The Department of Health has embarked on its second effort
in two years to create a shared back-office services organisation
for the NHS.
The DoH last week announced a joint venture with IT services
company Xansa to offer NHS trusts a centralised service to carry
out work such as payment of invoices, VAT returns, debt collection
and bank account reconciliation.
Xansa will receive £16m of NHS assets under the joint venture
partnership, called NHS Shared Business Services. The service will
offer trusts guaranteed savings of 20% on existing in-house costs,
with the cost to users decreasing at 2% thereafter for three
years.
A DoH spokesman said if the service was used by half of NHS
organisations, savings would reach £220m over 10 years.
In 2002 the DoH launched NHS Shared Financial Services to carry out
back-office functions and promised it could save the NHS £180m a
year.
A spokesman said the project never got beyond the pilot stage and
that an independent review recommended a joint venture with the
private sector. The DoH refused to publish the review.

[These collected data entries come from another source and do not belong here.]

PR #6915, opened 2023-05-25
2.x: Upgrade maven-dependency-plugin to 3.6.0

barchetta:
This upgrades the version of the maven-dependency-plugin used by the Helidon build and Helidon applications. At some point the behavior of `<excludeScope>test</excludeScope>` changed and is no longer what we want (see https://maven.apache.org/plugins/maven-dependency-plugin/copy-dependencies-mojo.html).


ljnelson (approved):
LGTM FWIW

PR #6916, opened 2023-05-26
Response should not be chunked if there is no entity

klustria:
NOTE: Difference with 3.x PR 6637 is that 2.x has WebSocket request and when it is used, writeStatusAndHeaders() needs to send the header right via initWriteResponse()


spericas (approved):

klustria:
This PR is for Backport issue https://github.com/helidon-io/helidon/issues/6901

Issue #6804, opened 2023-05-10
Nima WebClient Redirects support


romain-grecourt:

Verdent:
This issue needs more work, but for the most cases it will work just fine now. It should unblock others who were blocked by it. PR https://github.com/helidon-io/helidon/pull/6929 added this functionality.

barchetta:
Closing. Tracking further work with #6992

PR #6929, opened 2023-05-31
Níma WebClient redirect support

Verdent:
Níma WebClient redirect support - only HTTP 1 for now

See #6804

### DIFF
--- a/nima/webclient/webclient/src/main/java/io/helidon/nima/webclient/ClientConfig.java
+++ b/nima/webclient/webclient/src/main/java/io/helidon/nima/webclient/ClientConfig.java
@@ -66,4 +66,20 @@ public interface ClientConfig {
      */
     DnsAddressLookup dnsAddressLookup();
 
+    /**
+     * Whether to follow redirects.
+     *
+     * @return follow redirects
+     */
+    @ConfiguredOption("false")
+    boolean followRedirects();
+
+    /**
+     * Maximum number of redirects allowed.
+     *
+     * @return allowed number of redirects
+     */
+    @ConfiguredOption("5")
+    int maxRedirects();
+
 }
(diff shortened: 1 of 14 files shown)


romain-grecourt (dismissed):

romain-grecourt (approved):

nima/webclient/webclient/src/test/java/io/helidon/nima/webclient/HttpClientTest.java
```diff
@@ -113,6 +113,16 @@ public FakeHttpClientRequest fragment(String fragment) {
             return this;
         }
 
+        @Override
+        public FakeHttpClientRequest followRedirects(boolean followRedirects) {
+            return null;
```
tomas-langer, line 118: I think it should `return this` rather than `return null`

nima/webclient/webclient/src/main/java/io/helidon/nima/webclient/ClientConfig.java
```diff
@@ -66,4 +66,20 @@ public interface ClientConfig {
      */
     DnsAddressLookup dnsAddressLookup();
 
+    /**
+     * Whether to follow redirects.
+     *
+     * @return follow redirects
+     */
+    @ConfiguredOption("false")
```
tomas-langer, line 74: Is this the right default? I think it would be more convenient for users if redirects were followed by default.

tomas-langer (changes requested):

nima/webclient/webclient/src/test/java/io/helidon/nima/webclient/HttpClientTest.java
Verdent: ehm... yes... thank you.

nima/webclient/webclient/src/main/java/io/helidon/nima/webclient/ClientConfig.java
Verdent: I was using the same default as there is with reactive WebClient.

tomas-langer (approved):

Issue #6669, opened 2023-04-21
4.x: Níma webclient redesign


tomas-langer:
Currently we need to decide whether to use HTTP/2 or HTTP/1.1 client. I think we should support a use case, where I can tell the client "upgrade to HTTP/2 if available, use HTTP/1 otherwise" and use a single set of APIs for both.

We should also move all tests from reactive webclient to Níma, to support the same use cases

Also add possibilitty to get full response with entity - now we have to try with resources even if we read entity as string.
E.g.:
- `ClientRawResponse` - implements `Autocloseable` and must be closed
- `ClientResponse<Type>` - when you use `request(Type.class)`

Copied from duplicate:

Currently we can create version specific clients only. We should support a builder that uses common APIs (e.g. HTTP/1 as the common denominator), but allows intention to use a different protocol version.

Also `WebClient.builder()` should return `HttpClient.Builder` and not `Http1Client.Builder`
```
Http2Client http2 = Http2Client.builder()
                .build();
        Http1Client http1 = Http1Client.builder()
                .build();

        String s = http2.get("/test")
                .request()
                .as(String.class);

        HttpClient http = HttpClient.builder()
                .preferredVersions(Http2Client.PROTOCOL) // ALPN (http,h2,h3)
                .build();
        
        http.get("/test")
                .request() // uses the connection from SPI below
                .as(String.class);
        // SPI "Optional<ClientConnection> connect(Tls tls, Uri endpoint)"
```

Add configuration/builder option to use service loader (to try HTTP/2 for any request even if not expllcitly used). Default will be false, and use HTTP/1

PR #7149, opened 2023-07-05
4.x: Support for cookies in new WebClient

spericas:
Support for cookies in new WebClient. Only HTTP/1.1.

- Configuration seems like a work in progress: there's config in `WebClient`, in subclasses and there's also `Http1ClientConfig`. There is an overlap of config params at these locations. This PR _does not attempt to fix this_ but simply adds additional methods to configure cookies. All this needs to be cleaned up in a future PR.

- The cookies implementation is loosely based on the one 3.x, still using some JDK classes.

- A cookie store is associated with a WebClient instance. This required some changes in the implementation so that a client instance is provided instead of a config instance (`Http1ClientConfig`) in some places. Several of the changes are related to this. 

- There's a new test for cookies that is part of the PR.


nima/webclient/webclient/src/main/java/io/helidon/nima/webclient/WebClientCookieManager.java
```diff
@@ -0,0 +1,130 @@
...
+     * @param cookiePolicy policy to accept cookies
+     * @param cookieStore storage for cookies
+     * @param defaultCookies default cookies to send
+     * @param acceptCookies flag to handler acceptance of cookies
+     * @return new cookie manager
+     */
+    public static WebClientCookieManager create(CookiePolicy cookiePolicy,
+                                         CookieStore cookieStore,
+                                         Map<String, String> defaultCookies,
+                                         boolean acceptCookies) {
```
Verdent, line 70: please check if formatting of this is correct (I am not sure if this is not just visual issue of github)

Verdent (changes requested):
Otherwise I think it is OK :-)

tomas-langer:
I have taken over this PR and I am making it a part of the webclient redesign effor (#6669)

PR #7151, opened 2023-07-05
2.x Update validate workflow to build using Java 17

barchetta:
This is an experiment to see how well 2.x branch builds when using Java 17


barchetta:
Ah yes, javadocs.

Issue #7143, opened 2023-07-03
Nima Proxy TODOs


jbescos:
This PR https://github.com/helidon-io/helidon/pull/6441 is missing some functionalities:

- [x] Support it in HTTP 2
- [x] Support Proxy authentication
- [ ] Support SOCKS ?? -> we are not going to support it
- [x] Some proxies respond with HTTP 1.0 protocol and Http1StatusParser will fail
- [x] HTTP CONNECT should specify the host:port of the remote (not the proxy)

PR #7168, opened 2023-07-11
CONNECT host:port is wrong

jbescos:
This address the point _HTTP CONNECT should specify the host:port of the remote (not the proxy)_
in https://github.com/helidon-io/helidon/issues/7143

In my opinion, it makes no sense because the header HOST is mandatory and it contains the remote host:port, but you can try it by yourself configuring a proxy in your browser. For example when you visit youtube you will see the next:
```
CONNECT www.youtube.com:443 HTTP/1.1
User-Agent: Mozilla/5.0 (X11; Linux x86_64; rv:108.0) Gecko/20100101 Firefox/108.0
Proxy-Connection: keep-alive
Connection: keep-alive
Host: www.youtube.com:443
```
Some proxies could not work properly if the CONNECT is not set correctly.

I added also the keep alive headers.

### DIFF
--- a/common/http/src/main/java/io/helidon/common/http/HeaderEnum.java
+++ b/common/http/src/main/java/io/helidon/common/http/HeaderEnum.java
@@ -77,6 +77,7 @@ enum HeaderEnum implements Http.HeaderName {
     LINK("Link"),
     LOCATION("Location"),
     PRAGMA("Pragma"),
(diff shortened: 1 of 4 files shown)


jbescos:
Moving PR to here: https://github.com/helidon-io/helidon/pull/7287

Paul Goss, director of consultancy Silicon Bridge Research, said
that although the new joint venture's anticipated savings were
"modest", they might be threatened by a major overhaul of NHS
finances, Payment by Results, which would require additional
investment in IT systems.
"The NHS is unlikely to achieve these savings and spending on
financial systems is more likely to rise," he said.

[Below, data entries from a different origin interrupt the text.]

Issue #6732, opened 2023-05-01
3.x: database-mp native-image fails at runtime with `Unable to load class [org.hibernate.dialect.H2Dialect]`


barchetta:
# Environment Details
* Helidon Version: 3.2.0 (also 3.2.1)
* Helidon MP
* JDK version: java 17.0.3 2022-04-19 LTS
* OS: Linux
* GRAALVM native-image version: GraalVM 22.3.1 Java 17 CE

## Problem Description

helidon-database-mp archetype example compiles to native image, but fails at runtime:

NHS Shared Business Services could expand its offering to
e-commerce and payroll, the DoH said.
In December 2001, the NHS signed an outsourcing contract with a
consortium lead by healthcare supplier McKesson to build and run an
NHS human resources and payroll system in a deal worth about £300m.

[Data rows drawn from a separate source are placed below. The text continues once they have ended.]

PR #7178, opened 2023-07-12
Fix path handling for metrics observe provider

### LINKED ISSUE #7044: 4.x: inconsistent metrics endpoint
Assuming the following dependencies:

```xml
<dependency>
    <groupId>io.helidon.nima.observe</groupId>
    <artifactId>helidon-nima-observe-metrics</artifactId>
</dependency>
<dependency>
    <groupId>io.helidon.metrics</groupId>
    <artifactId>helidon-metrics</artifactId>
</dependency>
```

The following code serves metrics at `/observe/metrics`:

```java
routing.addFeature(ObserveFeature.create());
```

However the following code serves metrics at `/metrics`:

```java
routing.addFeature(ObserveFeature.builder()
                                 .addProvider(MetricsObserveProvider.create())
                                 .build());
```

tjquinno:
Resolves #7044 

1. Looks like a line was omitted from the `MetricsObserveProvider#register` method when it was first created that deals with this scenario. (At least it seems that way comparing to health.)
2. A stray `/` in the `MetricsFeature` ctor needed to go away.

Also requires adding a protected method to `MetricsFeature` for visibility.

### DIFF
--- a/nima/observe/metrics/src/main/java/io/helidon/nima/observe/metrics/MetricsFeature.java
+++ b/nima/observe/metrics/src/main/java/io/helidon/nima/observe/metrics/MetricsFeature.java
@@ -182,6 +182,11 @@ public class MetricsFeature extends HelidonFeatureSupport {
     }
 
     @Override
+    protected void context(String context) {
+        super.context(context);
+    }
+
+    @Override
     protected void postSetup(HttpRouting.Builder defaultRouting, HttpRouting.Builder featureRouting) {
         configureVendorMetrics(defaultRouting);
     }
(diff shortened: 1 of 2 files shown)


nima/observe/metrics/src/main/java/io/helidon/nima/observe/metrics/MetricsFeature.java
```diff
@@ -181,6 +181,11 @@ public void afterStop() {
         }
     }
 
+    @Override
+    protected void context(String context) {
+        super.context(context);
```
romain-grecourt, line 186: Is this left-over? this override doesn't do anything.

tjquinno: Except make the method visible within package to `MetricObserveProvider` (same as with health).

romain-grecourt: roger that.

romain-grecourt (approved):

It was due to be delivered this year.
The department spokesman said the McKesson system was working and
was being rolled out in the NHS. "The payroll package being
considered by the joint venture is the McKesson software," he said.
He did not make clear which organisation would be hosting the
software.
Goss described the NHS strategy on the payroll system as "a
mystery". "It has been more problematic than anybody hoped but is
still ongoing," he said.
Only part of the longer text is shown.